PR #836, opened 2024-03-14
Fix bug where pod monitoring stops working after a while for Kubernetes agent

flin-8:
[sc-73237]

# Background

https://github.com/OctopusDeploy/OctopusTentacle/pull/824 starting using a Watcher to get updates for Pods. Unfortunately the Kubernetes API Server will [close the connection after some time](https://stackoverflow.com/questions/51399407/watch-in-k8s-golang-api-watches-and-get-events-but-after-sometime-doesnt-get-an) (we can't have the watch open forever).

# Results

This PR adds a short timeout of 10min and reloads the status after that.

We also add a try/catch around the entire status loading so we don't silently lose track of Pod statuses.

Screenshot of Pod status loading at startup:
CleanShot 2024-03-14 at 13 26 44@2x

Status is reloaded after 10min:
CleanShot 2024-03-14 at 13 27 35@2x

# How to review this PR

Quality :heavy_check_mark:

# Pre-requisites

### DIFF
--- a/source/Octopus.Tentacle.Tests/Scripts/ExponentialBackoffFixture.cs
+++ b/source/Octopus.Tentacle.Tests/Scripts/ExponentialBackoffFixture.cs
@@ -9,8 +9,6 @@ namespace Octopus.Tentacle.Tests.Scripts
     [TestFixture]
     public class ExponentialBackoffFixture
     {
-        readonly Foo foo = new Foo();
-
         [TestCase(1, 1)]
         [TestCase(2, 2)]
         [TestCase(3, 4)]
--- a/source/Octopus.Tentacle.Tests/Scripts/ExponentialBackoffFixture.cs
+++ b/source/Octopus.Tentacle.Tests/Scripts/ExponentialBackoffFixture.cs
@@ -1,0 +1,31 @@
+using System;
+using FluentAssertions;
+using NUnit.Framework;
+using Octopus.Tentacle.Diagnostics;
+using Octopus.Tentacle.Time;
+
+namespace Octopus.Tentacle.Tests.Scripts
+{
+    [TestFixture]
+    public class ExponentialBackoffFixture
+    {
+        readonly Foo foo = new Foo();
+
+        [TestCase(1, 1)]
+        [TestCase(2, 2)]
+        [TestCase(3, 4)]
+        [TestCase(4, 8)]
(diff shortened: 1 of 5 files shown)


source/Octopus.Tentacle/Kubernetes/KubernetesPodMonitor.cs
```diff
@@ -33,6 +35,21 @@ public KubernetesPodMonitor(IKubernetesPodService podService, ISystemLog log)
         }
 
         async Task IKubernetesPodMonitor.StartAsync(CancellationToken cancellationToken)
+        {
+            var maxDurationSeconds = 70;
```
scme0, line 39: nit: should this be a const?

scme0 (approved):
Nice, LGTM

source/Octopus.Tentacle.Tests/Scripts/ExponentialBackoffFixture.cs
```diff
@@ -0,0 +1,31 @@
...
+using NUnit.Framework;
+using Octopus.Tentacle.Diagnostics;
+using Octopus.Tentacle.Time;
+
+namespace Octopus.Tentacle.Tests.Scripts
+{
+    [TestFixture]
+    public class ExponentialBackoffFixture
+    {
+        readonly Foo foo = new Foo();
```
scme0, line 12: Should this be removed?

LukeButters: Don't touch that, its a load bearing `Foo` :stuck_out_tongue:

LukeButters (approved):
Since you need a SaST approval LGTM

Although I only looked at things outside of the k8s folder

source/Octopus.Tentacle.Tests/Scripts/ExponentialBackoffFixture.cs
flin-8: haha... I extracted that to a different class ...

source/Octopus.Tentacle/Kubernetes/KubernetesPodMonitor.cs
flin-8: 👍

## [Problem details]
The response should contain only a verbatim copy of the lines from the line with "Since you need a SaST approval LGTM" to the final line of the records.

## [Exercise output]
Since you need a SaST approval LGTM

Although I only looked at things outside of the k8s folder

source/Octopus.Tentacle.Tests/Scripts/ExponentialBackoffFixture.cs
flin-8: haha... I extracted that to a different class ...

source/Octopus.Tentacle/Kubernetes/KubernetesPodMonitor.cs
flin-8: 👍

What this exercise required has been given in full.